Exercise material START
PR #3066, opened 2026-06-13
Check wallet invoice network

### LINKED ISSUE #1028: Network not checked for LND autowithdrawals

caydyan:
Fixes #1028.

## Description

Receive-wallet tests currently only check that the wallet can create an invoice starting with `lnbc`. That hardcodes mainnet and misses the actual issue from #1028: a user can attach a wallet on a different Lightning network than the SN node.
Exercise material END
State the number of lines in the records that contain the string "invoice", and nothing more.

2